I created a boxplot for a data set and did not use the geom_jitter function. Still there are dots inside the plot. Are those statistical values or why are they appearing?
I attached the code I use below.
pacman::p_load(tidyverse, readxl, janitor, emmeans, multcomp, magrittr,
parameters, effectsize, multcompView, see, performance,
conflicted, ggpubr, rstatix)
conflict_prefer("select", "dplyr")
conflict_prefer("filter", "dplyr")
conflict_prefer("summarise", "dplyr")
conflict_prefer("extract", "magrittr")
cbPalette <- c("#999999", "#E69F00", "#56B4E9", "#009E73", "#F0E442", "#0072B2", "#D55E00", "#CC79A7") ## Color blind friendly palette
##--------------------------------------------------------------------------------------------------------------------------
## Funktion um Excel Datei mit mehreren Sheets zu öffnen und eines davon auszuwählen
library(readxl)
read_excel_allsheets <- function(filename) {
sheets <- readxl::excel_sheets(filename)
x <- lapply(sheets, function(x) readxl::read_excel(filename, sheet = x))
return(x)
}
big_tbl <- read_excel_allsheets ("Mesocosms_R.xlsx")
big_tbl
phyto_plankton_tbl<- big_tbl[[14]]
##--------------------------------------------------------------------------------------------------------------------------
## Data transformation
phyto_plankton_tbl %>%
mutate(
block = as.factor(block),
trt = factor(trt, labels = c("-P&-F", "+P/-F", "+P/+F", "-P/+F")))

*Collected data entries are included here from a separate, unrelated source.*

PR #5, opened 2018-01-11
BCN - Danielle & Luis

danielleleb:
@luisacherrera


starter_code/src/movies.js
```diff
@@ -2,12 +2,55 @@
...
+function dramaMoviesRate(movie) {
+    var drama = movie.filter(function(movie) {
+        return movie.genre.includes("Drama");
+    }); 
+
+    if (drama.length === 0) {
+        return;
+    }
+
+    var average = drama.reduce(function (sum, item) {
```
tawebbcn: Don't you feel like you are repeating yourselves? After filtering the array, you can reuse the function that you write before (ratesAverage) to calculate the average.

PR #6, opened 2018-01-11
BCN - James & Jana

jjanastinn:
@jsavory-94


starter_code/src/movies.js
```diff
@@ -1,13 +1,44 @@
...
+        return accumulator + Number(item.rate); 
+    },0).toFixed(2);
+    return total/array.length;
+}
+ratesAverage(movies);
 
 // Get the average of Drama Movies
 
 
+var total = array.reduce(function(accumulator, item) {
```
tawebbcn: 'array' is not defined, it doesn't exist in your scope. However, if you put this code inside the function dramaMoviesRate, then it will work, because array is its parameter. Please, ask me if this is not clear.

starter_code/src/movies.js
```diff
@@ -1,13 +1,44 @@
...
+    if (item.genre === "Drama") {
+        return 1;
+    } else {
+        return -1;
+    }
+});
+
+
+function dramaMoviesRate(array) {
+    var sum = array.reduce(function (accumulator, item) {
```
tawebbcn: Don't you feel like you are repeating yourselves? After filtering the array (see previous comment), you can reuse the function that you write before (ratesAverage) to calculate the average.

PR #7, opened 2018-01-11
BCN - Pedro & Linda

pedrodiogoneto:
@lindaluisa


starter_code/src/movies.js
```diff
@@ -5,8 +5,35 @@
 // Get the average of all rates with 2 decimals 
 
 
+function ratesAverage (array) {
+
+    var reduceFunction = function(rateSum, movie) {
```
tawebbcn: This is fine, but you can use anonymous functions too.

PR #8, opened 2018-01-11
BCN / Oscar  - Rodrigo  en proceso

oscarjorgejorge:
@rodrigodaoud


starter_code/src/movies.js
```diff
@@ -5,9 +5,57 @@
 // Get the average of all rates with 2 decimals 
 
 
+
+
+
+
+
+function ratesAverage (movies) {
+    var sumMo = movies.reduce(function(sum,item){
```
tawebbcn: This is fine, but you can use anonymous functions too.

starter_code/src/movies.js
```diff
@@ -5,9 +5,57 @@
...
+
+
+
+
+function dramaMoviesRate (movies){
+
+    var dramaFi = movies.filter(function(movies) { 
+        return movies.genre.includes('Drama');      
+  });
+    var sumMo = dramaFi.reduce(function(sum,item){
```
tawebbcn: Don't you feel like you are repeating yourselves? After filtering the array, you can reuse the function that you write before (ratesAverage) to calculate the average.

PR #9, opened 2018-01-11
BCN Dani - Pere

pereamoros:
@DTDK

### DIFF
--- a/starter_code/src/movies.js
+++ b/starter_code/src/movies.js
@@ -5,9 +5,33 @@
 // Get the average of all rates with 2 decimals 
 
 
+function ratesAverage(elements){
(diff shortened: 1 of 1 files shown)


starter_code/src/movies.js
```diff
@@ -5,9 +5,39 @@
...
+    }, 0);
+    
+   return Math.round(sum / elements.length*100)/100;
+};
 // Get the average of Drama Movies
 
-
+function dramaMoviesRate(elements){
+    var count = 0;
+    var sum = elements.reduce(function(accumulator,item){
```
tawebbcn: This solution is fine, but if you filter the array before (letting only films with the category Drama), you can reuse the previous function (ratesAverage).

PR #12, opened 2018-01-11
BCN - Alla , Josep 

Jsalvat:
@allarom

### DIFF
--- a/starter_code/src/movies.js
+++ b/starter_code/src/movies.js
@@ -2007,75 +2007,25 @@ var movies = [
 
 
 // Get the average of all rates with 2 decimals 
-//  function ratesAverage(acc, item){
-//   return acc + Math.floor(item.rate);
-//   };
 
-
-
- var ratesAverage = movies.reduce(function(acc, item){
-     return acc + Math.floor(item.rate);
-    
-     },0);
-    console.log(ratesAverage);
-
+function ratesAverage(movies){
+  var total = movies.reduce(function(acc, item){
+    return acc + Math.floor(item.rate);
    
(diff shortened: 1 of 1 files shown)


starter_code/src/movies.js
```diff
@@ -1,13 +1,2035 @@
+var movies = [
```
tawebbcn: You don't need to copy the variable in this file. 'movies.js' has access to 'data.js' because the second one is before in order in index.html.

starter_code/src/movies.js
```diff
@@ -1,13 +1,2035 @@
...
+
 /* eslint no-restricted-globals: 'off' */
 // Turn duration of the movies from hours to minutes 
 
 
 // Get the average of all rates with 2 decimals 
 
+function ratesAverage(movies){
+  var total = movies.reduce(function(acc, item){
+    return acc + Math.floor(item.rate);
```
tawebbcn: Why Math.floor? You want to use the decimals too.

starter_code/src/movies.js
```diff
@@ -1,13 +1,2035 @@
...
+   
+    },0);
+  
+var avg = total / movies.length;
```
tawebbcn: Be careful with indentation.

starter_code/src/movies.js
```diff
@@ -16,5 +2038,19 @@
 
 // Order by title and print the first 20 titles
 
+function orderAlphabetically (movies){
+
+  var order = movies.sort(function (acc,element){
```
tawebbcn: Don't use here the name acc, you are not accumuling anything.

PR #13, opened 2018-01-11
BCN Stephie & David

kissy89:
@davidalexteixeira

### DIFF
--- a/starter_code/src/movies.js
+++ b/starter_code/src/movies.js
@@ -4,8 +4,32 @@
 
 // Get the average of all rates with 2 decimals 
 
+function reduceFunction (sum, item){
+    return sum + item.rate;
+}
 
-// Get the average of Drama Movies
+function ratesAverage(arr) {
+    var averageRate = arr.reduce(reduceFunction , 0) / arr.length;
+    return averageRate;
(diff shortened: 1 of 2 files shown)


starter_code/src/movies.js
```diff
@@ -4,8 +4,32 @@
...
+    return averageRate;
+}
+
+//  Get the average of Drama Movies
+
+ function dramaMoviesRate(item){
+     return item.genre.includes("Drama");
+ }
+
+ function reduceDrama (sum, item, index){
```
tawebbcn: Don't you feel like you are repeating yourselves? You can reuse the function that you write before (reduceFunction) to calculate the sum.

starter_code/src/movies.js
```diff
@@ -4,8 +4,32 @@
 
 // Get the average of all rates with 2 decimals 
 
+function reduceFunction (sum, item){
+    return sum + item.rate;
+}
+
+function ratesAverage(arr) {
+    var averageRate = arr.reduce(reduceFunction , 0) / arr.length;
```
tawebbcn: You also can use an anonymous function.

PR #15, opened 2018-01-11
BCN - Vlad & Sheng

theRealSheng:
@vladcio

### DIFF
--- a/starter_code/src/movies.js
+++ b/starter_code/src/movies.js
@@ -1,18 +1,78 @@
 /* eslint no-restricted-globals: 'off' */
 // Turn duration of the movies from hours to minutes 
 
+function turnHoursToMinutes(array){
+    var newArray = array.map((a)=>{
+        var b = {};
+        for(key in a){
+            b[key] = a[key];
+            b.duration = Number(toMinutes(a.duration));
+            return b;
+        }
+    });
+
+    return newArray;
+}
+
+function toMinutes(str){
+var regExp = new RegExp(/\d*/)
+    str.split(' ');
+    var hours = str[0].match(regExp, (x) => Number(x) * 60);
+    var min = str[1].match(regExp, (x) => Number(x));
+
+    let total = hours + min;
+
+    return total;
+
+}
 
 // Get the average of all rates with 2 decimals 
 
+function ratesAverage(array) {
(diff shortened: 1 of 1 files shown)


starter_code/src/movies.js
```diff
@@ -1,20 +1,124 @@
...
+    });
+
+    return newArray;
+}
+
+function toMinutes(str){
+    if (!str.includes('h')) {
+        var point = str.indexOf('min');
+        var min = Number(str.substring(0,point));
+        var hour = 0;
```
tawebbcn: Be careful with variables' names. Your problem here is calling hour and hours the same variable.

starter_code/src/movies.js
```diff
@@ -1,20 +1,124 @@
...
+       return accumulator + Number(item.rate);
+   },0).toFixed(2);
+    return (total / array.length);
+};
 
 // Get the average of Drama Movies
 
+function dramaMoviesRate (array){
+    var count = 0;
+    var total = array.reduce(function(accumulator,item){
```
tawebbcn: Better filter first the array and after that reuse your ratesAverage function.

starter_code/src/movies.js
```diff
@@ -1,20 +1,124 @@
...
+    let result = array.filter((movie) => movie.director == 'Steven Spielberg' && movie.genre.indexOf('Drama') !== -1).length;
+
+    return `Steven Spielberg directed ${Number(result)} drama movies!`;
+
+}
 
 // Order by title and print the first 20 titles
+function orderAlphabetically(array) {
+    let temp = [];
+    newArray = array.sort((a,b)=> b[0] - a[0]);
```
tawebbcn: You can't substract strings.

starter_code/src/movies.js
```diff
@@ -1,20 +1,124 @@
...
+function bestYearAvg(array) {
+    let obj ={};
+
+    for(let i=0; i<array.length; i++){
+        if (obj[array[i].year] == undefined){
+            obj[year] = obj[array[i].year];
+            obj[year][rate] = array[i].rate;
+        } else {
+            obj[year][rate] += array[i].rate;
+            obj[year][rate] = obj[year][rate] / 2;
```
tawebbcn: What are you trying to do here?

PR #29, opened 2018-01-25
[MIA] [Stephen - Jackson]

stephjackson:
I worked on this more this morning. This all gets workable output in repl.it, and I'm not sure why Jasmine is complaining about hours to minutes and duration. The error messages are very hard to parse because of the size of the object.


sandrabosk:
This is very good. I like the fact that you went an extra step and made the returns as nice sentences. The only thing I could add here are comments, just for sake some future event and need for code refactoring so you know what exactly is the each line or block of code doing.
Thank you very much for submitting.

PR #33, opened 2018-01-25
[MIA][Francis-Calizo]

FrancisCalizo:
eveything besides bonus. my brain is fried


sandrabosk:
This is amazing! I love your comments, so detailed! Keep working like this and have no fear in your success! Thank you for submitting.

PR #1860, opened 2020-11-14
[PAR-WDFT-911] TRAN Thi Thanh Xuan

tranttxuan:
I have 2 questions:
- How to import variable movies in file data.js into movies.js
  In file data.js, I added: export let movies = {};
  In file movies.js, I coded: import * as movies from "./data";
 => App crashed

- In iteration 7, I couldn't clone the initial array by using method [..array] map() but when using JSON.parse, it worked.


N10T:
Hello Xuan !

Have you did it alone ? 🥇 Jasmine is really happy ! full green

 to export:
```
in data.js
  module.exports = { movies }

in movies.js
  const data = require('./data')
```


Iteration 1: All directors - Get the array of all directors.
-
Good job 👍 
A shorter way 
```
const getAllDirectors = array => array.map((item) => item.director)
```


Iteration 2: Steven Spielberg. The best? - How many drama movies did STEVEN SPIELBERG direct?
-
Good job again 👍, 

A shorter way ? :)
```
const howManyMovies = array => array.filter(
  ({director,genre}) => director === "Steven Spielberg" && genre.includes("Drama")).length;
```


Iteration 3: All rates average - Get the average of all rates with 2 decimals
-

Good job 👍  and you used reduce 💯 


Iteration 4: Drama movies - Get the average of Drama Movies
-

Good job 👍 but prefer to use filter, which give you back a new array
a shorter way : 
```
const dramaMoviesRate = (array) => ratesAverage(array.filter(movie => movie.genre.includes("Drama")))
```


Iteration 5: Ordering by year - Order by year, ascending (in growing order)
-
```
a.title < b.title
```
This is not the best way to compare a string, prefer to use a method like locale compare
https://developer.mozilla.org/fr/docs/Web/JavaScript/Reference/Objets_globaux/String/localeCompare
sort is not sending a new array but modifying the original one, in this case you can do it like this 
```
const orderByYear = array => [...array].sort(function (a, b) {
    //sorted year
    else if (a.year > b.year) return 1;

    //same year, sort title
    if (a.title.localeCompare(b.title)) return -1;
    return 1;
  });
```


Iteration 6: Alphabetic Order - Order by title and print the first 20 titles
-
As I said in the previous iteration prefer the locale compare


BONUS - Iteration 7: Time Format - Turn duration of the movies from hours to minutes
-

Good job ! 👍  I'm not sure you understand the regex, this one do the job `/\W/g`


BONUS - Iteration 8: Best yearly rate average - Best yearly rate average
-
Good job ! You used a reduce to create an object 🥇 

**🥇**

tranttxuan:
I did it with my older sister Google 😀. Problem is that I must spend a lot
of time searching on the Internet and that I can't remember syntax
functions.
Thanks for your review.

PR #1862, opened 2020-11-15
[PAR-WDFT-911] Lucas Souleyrasse - Etouma Bela

LucasSlrs:
Almost all done, no bonus.


VProum:
Hi Etouma and Lucas,
Nice job overall! you even used ternary operator!

Good job 👍
A shorter way
`const getAllDirectors = array => array.map((item) => item.director)`

Good job again 👍

Good job 👍 and you used reduce 💯 but you are not managing the fact that movies may have not have a rate : 
simple fix, line 32 :
`acc += isNaN(val.rate) ? 0 : val.rate;`

Same as above

you have to clone your array before the sort, not after because you are modifing the initial array when doing that

perfect

🥇

PR #1864, opened 2020-11-15
[PAR-WDFT-911] MENHAJ SAFI

Menhaj01:


Fanny-Sbn:
Hello Menhaj, thanks for submitting your lab. 

Here are a few comments :

Iteration 1: 👍 No need to copy the original array, using map creates a new array

Iteration 2: no need to use a if, you're using a filter so you can directly return all the films when the condition is met 

    let totalMovies = array.filter((drama) => {
        return drama.director === "Steven Spielberg" && drama.genre.includes("Drama")
    });
    return totalMovies.length;
}

Iteration 3: 👍 

Iteration 4: It's working but you could simplify it by using the ratesAverage function you previously created. 

function dramaMoviesRate(arr) {
    const dramaFilms = arr.filter(film => film.genre == "Drama");
    return ratesAverage(dramaFilms)
}

Iteration 5: 👍 

Iteration 6: You could simplify a bit your function by chaining the HOF 

    return arr.map((film) => {
        return film.title;
    }).sort().slice(0, 20)
}

Good job overall Menhaj! Keep on going 💪

PR #1866, opened 2020-11-15
[PAR_FTWD-911] Gwerborc'h Mahéo

Billybillycode:


N10T:
Hello Gwerborc'h  !

Wow you're a console logger addict

Iteration 1: All directors - Get the array of all directors.
-
Good job 👍 
A shorter way 
```
const getAllDirectors = array => array.map((item) => item.director)
```


Iteration 2: Steven Spielberg. The best? - How many drama movies did STEVEN SPIELBERG direct?
-
Good job again 👍 

A shorter way ? :)
```
const howManyMovies = array => array.filter(
  ({director,genre}) => director === "Steven Spielberg" && genre.includes("Drama")).length;
```


Iteration 3: All rates average - Get the average of all rates with 2 decimals
-

Good job 👍  and you used reduce 💯 for the last spec check this to verify if movie.rate exist
```
movies.reduce((ac, movie) => ac + (movie.rate ? movie.rate : 0) , 0);
```


Iteration 4: Drama movies - Get the average of Drama Movies
-

Good job 👍, to check if you have drama movie a way to do it

```
if(!movies.some(movie=>movie.genre.includes("Drama"))) return 0
```

Iteration 5: Ordering by year - Order by year, ascending (in growing order)
-

Not finish but good start 👍 

```
a.title < b.title
```
This is not the best way to compare a string, prefer to use a method like locale compare
https://developer.mozilla.org/fr/docs/Web/JavaScript/Reference/Objets_globaux/String/localeCompare

you forget this part to change the object to only a title:
```
let orderArray = newArray.sort((a, b) => (a.title > b.title) ? 1 : -1 ).map(v=>v.title);
```

**🥇**

PR #1867, opened 2020-11-15
[PAR - WDFT - 911] Nathan JEHU, Katalin STOLCZ

The-Child:


Fanny-Sbn:
Hello Katalin & Nathan, thanks for submitting your lab. 

Here are a few comments 

Iteration 1: 👍 
Shortest way to write it : 
const getAllDirectors = (movies) => movies.map(movie => movie.director);

Iteration 2 : 👍 

Iteration 3: 👍 

Iteration 4: One of your spec is not validated... The first part (filter on drama movies) is correct after this try to reuse your ratesAverage function, it's way easier. 

Iteration 5: That's a great beginning but you forgot a part of the iteration, you need to order alphabetically by their titles two movies which have the same release year. 

Iteration 6: Several points here, first you can chain HOF, no need to create a new variable each time you're using a HOF. Seccondly, you don't validate all your specs because the order of the functions you're running matters. Change the order properly to have the expected result. 

You need to change a bit iteration 4 & 6 with the comments I've made and work again on iteration 5, it's not totally finished. The rest is great. Please let me know when you're done ;) 

Wax on, wax off!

phyto_plankton_tbl <- phyto_plankton_tbl %>%
gather(key = "time", value = "PelaChl", t0, t1, t2, t3, t4, t5) %>% ## Ändert Tabelle aus width format into long format
convert_as_factor(trt, time)
print(phyto_plankton_tbl, n = 40)
##--------------------------------------------------------------------------------------------------------------------------
## Visualization
pelaChl_bxp <- ggplot(data = phyto_plankton_tbl, aes(x= time, y = PelaChl, fill = trt)) +
geom_boxplot() +
ylim(0, 50) +
scale_fill_manual(values=cbPalette) + ## Adds color blind firendly palette
## geom_jitter() +
theme_bw()
>Solution :
From the documentation:
The boxplot compactly displays the distribution of a continuous variable. It visualises five summary statistics (the median, two hinges and two whiskers), and all "outlying" points individually.
The individual points you are seeing are outliers.